PSD e CDS tudo fazem para usar as chamas, as mortes, a devastação em seu proveito político, numa descarada e vil operação de capitalização de um crime que não sabemos se é ou não organizado. É verdade que estamos perante uma acção criminosa, de décadas, de vários governos, em que se insere o actual, ao permitirem que a floresta permaneça desordenada, o abandono das actividades agrícolas, a desertificação das localidades mais pequenas e ao permitirem que as faixas de segurança marginais das estradas continuem por limpar, ou por promoverem uma política de substituição da floresta autóctone por eucalipto sem as devidas medidas de minimização de risco, por promoverem a falta de recursos públicos, financeiros, materiais e humanos, que afecta as corporações de bombeiros e sapadores e a desestruturação de uma política de protecção civil adequada a catástrofes desta natureza.

Assim para termos uma rápida ideia, o orçamento total para a protecção civil em 2017 é de 148 milhões de euros para todo o ano. Esse valor é consumido em 7 dias de juros da dívida, pelos quais vamos pagar em 2018 qualquer coisa como 8 mil milhões de euros. Ora, em um ano, vamos gastar 54 vezes o orçamento anual da protecção civil portuguesa em juros da dívida, em boa parte respeitantes a uma dívida que não era do Estado até ao momento em que PSD, CDS e PS decidiram começar a pagar os crimes dos banqueiros com o dinheiro dos portugueses. Desde 2009, ano do colapso do Banco dos amigos de Cavaco Silva, também conhecido por BPN, até hoje, já foram gastos mais de 20 mil milhões de euros para colmatar os assaltos aos bancos concretizados pelos homens mais ricos deste país. 20 mil milhões de euros: 135 vezes o orçamento anual da protecção civil.

São estas opções que se repercutem no nosso dia-a-dia.

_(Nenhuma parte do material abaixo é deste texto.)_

PR #720, opened 2018-06-26
Adding Keycode for F10 in order for Shift+F10 to be handled. 

roopasp:
Fixing issue with the Shift +F10 combination that should also bring up the context menu. 
The keyCode for F10 was not added to the Event Helper hence it was getting missed.

### DIFF
--- a/src/native-common/utils/EventHelpers.ts
+++ b/src/native-common/utils/EventHelpers.ts
@@ -64,9 +64,53 @@ export class EventHelpers {
                     case 'Application':
                         keyCode = 500;
                         break;
+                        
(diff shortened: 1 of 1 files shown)


src/native-common/utils/EventHelpers.ts
```diff
@@ -65,6 +65,10 @@ export class EventHelpers {
                         keyCode = 500;
                         break;
 
+                    case 'F10':
```
erictraut: If you're going to add F10, you should also add all the other function keys.

roopasp:
Added keyCodes for F1-F12.

PR #731, opened 2018-06-28
Erictr/todosample

erictraut:
This is a major revamp of the TodoList sample app. It incorporates a bunch of techniques we've used internally. See README for a full list.

Please review to make sure I'm not releasing anything that shouldn't go external.


samples/TodoList/src/ts/services/ServiceRegistrar.ts
```diff
@@ -0,0 +1,23 @@
+/**
+* ServiceRegistrar.tsx
```
deregtd: You moved this code here, but also have it in the base appbootstrapper

erictraut: Not sure what you mean. The ServiceRegistrar is registering all services. The AppBootstrapper is starting a few of them (well, actually all of them in the current sample).

rolodex:
Has the Visual Studio sln been tested? It's failing due to SQLite plugin not being found.

erictraut:
The react-native-sqlite-storage module needs to be updated to include Windows support. I used a non-published prerelease version to develop the sample. I'm waiting for @rigdern to add the code to the public repo and publish a new version. Once he does, the TodoList sample should work fine. Adam, do you have an update on this?

rigdern:
I had to make some changes to the UWP react-native-sqlite-storage code while preparing it for the public repo. My goal is to send a react-native-sqlite-storage PR within the next couple of days.

PR #844, opened 2015-09-29
Convert DOS line endings to UNIX when reading in CA certificates

erhudy:
When a cert with DOS line endings is written out, it gets a blank line inserted after every real line and `update-ca-certificates` chokes. This fixes that.


kamidzi:
I've added a small change to also remove the trailing blank line.

PR #845, opened 2015-09-29
Replaces HAProxy config template with concat_fragment setup

erhudy:
This will allow building the HAProxy configuration out of multiple template/file fragments without needing to do things like hack up the main template with safety valve insertion points.

Running this on an existing or new build is a no-op; everything should continue to work the same. If you want to test adding things to the config from other recipes, try something like this:

```
#
# Cookbook Name:: bcpc
# Recipe:: haproxy-test
#
concat_fragment "haproxy-test-config" do
  order  "002"
  target "/etc/haproxy/haproxy.cfg"
  source "haproxy-test"
  source_provider Chef::Resource::CookbookFile
  notifies :create, "concat[/etc/haproxy/haproxy.cfg]", :immediately
end
```

Then add `files/default/haproxy-test` with some content, add `recipe[bcpc::haproxy-test]` to the run list for a head node, and rechef. The additional content will be appended to the end of the HAProxy configuration and HAProxy will be restarted. Further Chef runs should not converge any of the resources, because nothing's changing.


kelvk:
Testing

kelvk:
Played with some fragments (both files and templates) and fragment ordering and everything works as intended. Cheffed in cleanly and as expected, it is a no-op. This also builds fine from scratch. This presumably will go into the next release, but I'll hold merge for a bit should @kamidzi wishes to review as well.

erhudy:
The main gotcha with concat is, like the Puppet concat module I based the cookbook off, you can get into some weird situations with orphaned fragments if you don't mark them as `:delete` so that the cookbook can clean them up. Otherwise, you will wind up with these orphans hanging around the staging directory and being unexpectedly concatenated into the final file.

PR #846, opened 2015-09-29
adding 8080/TCP and 8443/TCP to default open ports

erhudy:
This replaces the more extensive PR in #841 with something that just opens 8080/8443 as hooks for additional services to run on.


erhudy:
Better idea! Moving the list of ports to an attribute.

PR #848, opened 2015-09-29
Move firewall TCP ports out of template into attribute

erhudy:
Third time's the charm, right? This moves the list of open TCP ports in iptables from the template to a list attribute, so that it can be adjusted as needed in the environment/roles.


kelvk:
Testing.

kelvk:
Works as expected.

PR #854, opened 2015-09-30
Create region in keystone.region table if it is not there already.

### LINKED ISSUE #853: Transitioning from template to SQL backend for Keystone service catalog can fail due to missing region
When testing the upgrade path from 5.6.1 to 5.7.0, I found that the Keystone endpoint creation step consistently failed with 500 errors from Keystone. Reviewing the logs showed a constraint failure:
```
2015-09-30 14:38:39.529 9971 ERROR keystone.common.wsgi [-] (IntegrityError) (1452, 'Cannot add or update a child row: a foreign key constraint fails (`keystone`.`endpoint`, CONSTRAINT `fk_endpoint_region_id` FOREIGN KEY (`region_id`) REFERENCES `region` (`id`))') 'INSERT INTO endpoint (id, legacy_endpoint_id, interface, region_id, service_id, url, enabled, extra) VALUES (%s, %s, %s, %s, %s, %s, %s, %s)' ('f6c25e3e7192411d83d43d78caf9763f', 'ba82bcfca86b4fa799289d6ba8331d0c', 'admin', 'XXXX', '2c03585ef00e4fb38ac841cbbf42dd8a', 'https://openstack.testing.domain.com:9292/v2', 1, '{}')
```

Estes números, que fazem a direita e os seus cães-de-fila pular de alegria quando vêem Portugal agrilhoado e a pagar docilmente os juros da dívida, são os mesmos que fazem exactamente os mesmos cães-de-fila espumar de raiva contra "o Estado que falhou" por falta de recursos. Parece que estou a ver o José Gomes Ferreira (triste coincidência este nome tão nobre ter ido parar ao opróbrio) a delirar de alegria com os 8 mil milhões que pagamos de juros e logo a seguir a exigir demissões por não haver recursos suficientes para apagar fogos.

Não podemos saber que mãos lançaram as acendalhas para a floresta, mas podemos saber que mãos estão a tentar colher os frutos partidários da desgraça. Com clareza: mesmo que os fogos tivessem sido acidentais, há responsabilidades políticas a tirar e medidas a tomar. Todos os que passaram pelos governos e nada fizeram devem assumir essas responsabilidades e os que lá estão devem colocar em prática as medidas imediatamente. Mas isso não significa que vale tudo.



Não vale tudo. O CDS e o PSD podem tentar usar as mortes e a dor dos portugueses que estou certo que todos lhes saberão responder à altura. Não serão muito diferentes os que apoiarem PSD e CDS nesta campanha infame (e não me refiro à crítica política do Governo mas à tentativa de capitalização partidária constante que levam a cabo sem disfarçar) dos que ateavam fogos em 75 e provavelmente serão gente da mesma cepa.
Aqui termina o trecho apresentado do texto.